> _ASSIGNMENT_:
How many lines of the data hold the word "this"? State the number and nothing else.

Dataset entries:
PR #535, opened 2026-04-01
Add nightly cudf build and fix top_k_order sort regression

mbrobbel:
## Summary
- **Fix top_k_order sort ordering**: `cudf::top_k_order` does not guarantee sorted output per its API contract. Stable cudf 26.02 happened to return sorted indices but nightly 26.06 does not, causing wrong results when offset is applied in `top_n_merge`. Added `sort_by_key` after gather to ensure deterministic ordering.
- **Add nightly cudf CI build**: Infrastructure to build against `rapidsai-nightly` without polluting the main `pixi.lock`. A generation script derives `envs/nightly/pixi.toml` from the main `pixi.toml` (single source of truth for deps). Added `nightly-shell` and `nightly-run` pixi tasks, and an arm64/gcc/release nightly entry in the CI check matrix (`continue-on-error` so nightly breakage doesn't block merges).

## Test plan
- [x] All 716 unit tests pass with nightly cudf 26.06
- [x] `pixi run nightly-run make` builds successfully
- [ ] CI nightly matrix entry runs on arm64

🤖 Created by [Claude Code](https://claude.com/claude-code)


mike-wendt (approved):
LGTM, let's use the public `arm64` runners for now, if needed we can switch to our own runners once I get the cloud runners setup

mbrobbel:
We may need to update the required checks (because the names are different now). @mike-wendt can you help with that?

mike-wendt:
> We may need to update the required checks (because the names are different now). @mike-wendt can you help with that?

Yes I can get this updated, one sec

mike-wendt:
These are now updated
Screenshot 2026-04-08 at 11 39 04

mike-wendt:
Notified channels of this breaking change to merge other open PRs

> _RESPONSE BELOW_:
2